Storage FAQ#
Often, one works with temporary files but ultimately wants to store them in persistent storage locations, typically in the cloud. Hence, LaminDB comes with
a default storage location for persisting data
a registry for managing storage locations:
Storage
What is the default storage location?#
It’s the directory or cloud bucket that you pass when initializing a LaminDB instance:
lamin init --storage ./default-storage # or s3://default-bucket or gs://default-bucket
It’s easiest to see and update default storage in the Python API (storage
):
import lamindb as ln
ln.settings.storage # set via ln.settings.storage = "s3://other-bucket"
#> s3://default-bucket
You can also change it using the CLI via
lamin set --storage s3://other-bucket
Where is my SQLite file?#
The SQLite file is in the default storage location of the instance and called: f"{instance_name}.lndb"
You can also see it as part of the database connection string:
ln.setup.settings.instance.db
#> sqlite:///path-to-sqlite
If default storage is in the cloud, the SQLite file is cached in the local cache directory (cache_dir
):
ln.setup.settings.storage.cache_dir
#> path-to-cache-dir
What happens if I move the .lndb
file around?#
The SQLite file has to remain in the default storage location of the instance.
You can, however, take the SQLite file and place it in a new location (./mydir
, s3://my-bucket
) and create a new LaminDB instance passing --storage ./mydir
(or --storage s3://my-bucket
).
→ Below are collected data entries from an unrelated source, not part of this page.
Issue #376, opened 2024-11-19
Bug(sort-modules): Specific `export decorated` classes not handled correctly 


hugop95:
### Describe the bug

ESLint's parser doesn't seem to detect the decorator ranges correctly with the following syntax:

### Code example

```ts
class B {}

@A
export class A {}
```

This will result in

```ts
export class A {}

@A
class B {}
```

Removing `export` will make it work correctly.

Writing 

```ts
class B {}

export @A class A {}
```

will also make it work, but this is not an usual syntax.

### ESLint version

4.0.0

### ESLint Plugin Perfectionist version

8.57.0

### Validations

- [X] Read the [docs](https://perfectionist.dev).
- [X] Check that there isn't [already an issue](https://github.com/azat-io/eslint-plugin-perfectionist/issues) that reports the same bug to avoid creating a duplicate.

azat-io:
Released in [v4.0.1](https://github.com/azat-io/eslint-plugin-perfectionist/releases/tag/v4.0.1).

PR #675, opened 2026-01-05
feat(sort-modules): allow exported then decorated classes to be sorted

hugop95:
- Related comment: https://github.com/azat-io/eslint-plugin-perfectionist/issues/434#issuecomment-3710506816

### Description

Since https://github.com/azat-io/eslint-plugin-perfectionist/issues/376, any exported + decorated classes are ignored in `sort-modules`. The root cause is an `estree` [incompatibility](https://github.com/estree/estree/issues/315), making decorators stay in place.

While the syntax is unusual, exported **then** decorated classes can actually be handled correctly.

```ts
export @A class A {}  // ✅ Decorator will follow the node correctly
```

This PR adds support for this case, meaning that users will always have a fallback way to sort these nodes if truly needed, rather than have to `// eslint-disable` (cf https://github.com/azat-io/eslint-plugin-perfectionist/issues/434#issuecomment-3710506816).

Documentation is updated to inform of this limitation:

image

- [x] New Feature

### DIFF
--- a/docs/content/rules/sort-modules.mdx
+++ b/docs/content/rules/sort-modules.mdx
@@ -171,7 +171,9 @@ This rule sorts the following module members:
 The following elements are not sorted by this rule:
 - `imports` (see the `sort-imports` rule).
 - `'from' exports` (see the `sort-exports` rule).
-- any other `expression`, in order to ensure compilation and runtime behavior.
+- Decorated **then** exported classes due to a known ESLint [limitation](https://github.com/estree/estree/issues/315).
+Place the `export`/`export default` keyword **before** the decorators in order to sort those classes.
+- Any other `expression`, in order to ensure compilation and runtime behavior.
 
 ## Options
 


azat-io:
Should I wait for the PR, or can I release the package now?

hugop95:
@azat-io 

Sorry, I didn't mean to rebase, I should have merged dev instead.

> Should I wait for the PR, or can I release the package now?

Moving things to resolve https://github.com/azat-io/eslint-plugin-perfectionist/pull/675#pullrequestreview-3631295351 should be quick.

azat-io:
Thank you! I'll wait!

hugop95:
@azat-io 

> Let's also check the following cases:

I see those are the unhandled cases added in https://github.com/azat-io/eslint-plugin-perfectionist/pull/648.

Unfortunately, it's not easy to fix them: the current [dependency parsing algorithm](https://github.com/azat-io/eslint-plugin-perfectionist/blob/845fa8011b6b87ed23f5a427488a315f71754e23/rules/sort-modules/compute-dependencies.ts) checks various fields in each node.

Removing a condition such as `if ('members' in nodeToCheck) { traverseNode(nodeToCheck.members) }` means that we now won't detect some other (valid) dependencies.

The fix would be to "remember" as we parse the AST tree if we are in specific invalid nodes or not. It's possible but not simple (it would at least need another PR).

Additionally, I'm experimenting with a new [dependency detection algorithm](https://github.com/azat-io/eslint-plugin-perfectionist/pull/674) that uses ESLint's built-in **scope manager**, the same used for the [`no-use-before-define`](https://eslint.org/docs/latest/rules/no-use-before-define) rule.

The good news is that this new algorithm resolves all the unhandled cases automatically because it can not generate false positives. The drawback is that it can miss some dependencies still (but this can be patched).

azat-io:
I think we can accept the current PR and make the fixes later?

hugop95:
@azat-io 

> I think we can accept the current PR and make the fixes later?

Yes: those unhandled cases only happen for `type: 'usage'` and were not introduced in this PR 👍

azat-io (approved):
Thanks!

PR #678, opened 2026-01-06
chore: set the project's `fallbackSort` to `{ type: 'alphabetical', order: 'asc' }`

hugop95:
### Description

The project uses `type: 'line-length'` with the default configuration, meaning that `fallbackSort` is `unsorted`. 

I sometimes accidently end up permutating two imports or properties which pollutes my commits without being corrected.

As such, I suggest setting `fallbackSort` to `{ type: 'alphabetical', order: 'asc'` } in order for everything to be consistent.

- [x] Other

### DIFF
--- a/changelog.md
+++ b/changelog.md
@@ -1,5 +1,17 @@
 # Changelog
 
+## v5.3.1
+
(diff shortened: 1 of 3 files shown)


hugop95:
@azat-io 

OK 👍 
Let's keep it as it is.

PR #680, opened 2026-01-08
feat(sort-objects): allow `sortBy: 'name' | 'value'`

### LINKED ISSUE #679: Feature: Sort object values alphabetically

sort-objects

### Describe the problem

Hi there! I love this plugin and I have found it very useful. One thing that I recently wanted to do, but it doesn't seem like it's currently possible, is alphabetically sort an object by its *values*, not *keys*.

### Code example

For example, if I have a sitemap object where the paths (values) are more important than the keys:

```ts
const Sitemap = {
  Health: '/health',
  Home: '/',
  Projects: '/projects',
  Login: '/login',
  Project: '/project/:id',
} as const;
```

It would be nice to sort the _paths_ alphabetically:

```ts
const Sitemap = {
  Home: '/',
  Health: '/health',
  Login: '/login',
  Project: '/project/:id',
  Projects: '/projects',
} as const;
```

The closest option I see for sorting by value is `line-length`, but that's not quite what I want:

```js
      'error',
      {
        type: 'line-length',
        useConfigurationIf: { declarationMatchesPattern: 'Sitemap' },
      },
      { type: 'unsorted' },
    ],
```

### Additional comments

_No response_

### Validations

hugop95:
- Resolves #679

### Description

This PR adds a `sortBy: 'name' | 'value'` option to `sort-objects`, similarly to `sort-object-types`/`sort-interfaces`.

It natively supports:
- `fallbackSort.sortBy`.
- `groups` overriding
  - `groups: [{group: 'property', sortBy: 'value' }]`
  - `groups: [{group: 'property', fallbackSort: { sortBy: 'value' }}]`
- `customGroups` (same as above, supports `sortBy` and `fallbackSort.sortBy`). 

- [x] New Feature

### DIFF
--- a/test/rules/sort-objects.test.ts
+++ b/test/rules/sort-objects.test.ts
@@ -4146,7 +4146,7 @@ describe('sort-objects', () => {
         })
       })
 
-      it('puts functions first', async () => {
+      it('treats functions as empty in non-destructured objects', async () => {
         await invalid({
           errors: [
             {
@@ -4183,6 +4183,33 @@ describe('sort-objects', () => {
           ],
           output: dedent`
             let obj = {
+              b: function b() {},
+              a: 'a',
+            }
+          `,
+          code: dedent`
+            let obj = {
+              a: 'a',
+              b: function b() {},
+            }
+          `,
+          options: [
+            {
+              ...options,
+              sortBy: 'value',
+            },
+          ],
+        })
+
+        await invalid({
+          errors: [
+            {
+              messageId: 'unexpectedObjectsOrder',
+              data: { right: 'b', left: 'a' },
+            },
+          ],
+          output: dedent`
+            let obj = {
               b: () => {},
               a: 'a',
             }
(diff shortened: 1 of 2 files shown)


test/rules/sort-objects.test.ts
```diff
@@ -4084,6 +4084,358 @@ describe('sort-objects', () => {
...
+            }
+          `,
+          code: dedent`
+            let obj = {
+              a: 'b',
+              a: 'a',
+            }
+          `,
+        })
+      })
```
azat-io, line 4501: Shall we add a test with destructuring?

```ts
it('treats function defaults as empty in destructured objects', async () => {
  await invalid({
    output: dedent`
      let Func = ({
        a = function foo() {},
        b = 'b',
      }) => {
        // ...
      }
    `,
    code: dedent`
      let Func = ({
        b = 'b',
        a = function foo() {},
      }) => {
        // ...
      }
    `,
    errors: [
      {
        messageId: 'unexpectedObjectsOrder',
      },
    ],
    options: [
      {
        ...options,
        sortBy: 'value',
      },
    ],
  })
})
```

hugop95: @azat-io 👍

[`54b3727` (#680)](https://github.com/azat-io/eslint-plugin-perfectionist/pull/680/commits/54b37277ab4373bca253c0dd648747f103220de4)

PR #686, opened 2026-01-15
docs: fix default group names in sort-imports

dbaty:
### Description

The [sort-imports section of the documentation](https://perfectionist.dev/rules/sort-imports#groups) refers to  `*-type` groups, which have been removed from 5.0.0 (as per f0894880df92bf5). They are now available under `type-*`. This PR fixes the documentation.

I also added `type-import` which was missing.

- [x] Documentation update


azat-io (approved):
Thanks!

All your metadata is then present in the new instance.
What is the .lamindb/
directory?#
It stores files that are merely referenced by metadata (the key
field of File
is None
).
There is only a single .lamindb/
directory per LaminDB instance.
What should I do if I want to bulk migrate files to another storage?#
Currently, you can only achieve this manually:
Copy or move files into the desired new storage location
Adapt the corresponding record in the
Storage
registry by setting theroot
field to the new location
When should I pass key
and when should I rely purely on metadata to register a file?#
The recommended way of making files findable in LaminDB is to link them to labels and use the description
field of File
.
When you’re registering existing data, however, they’ll often come with a semantic key
(the relative path within the storage location).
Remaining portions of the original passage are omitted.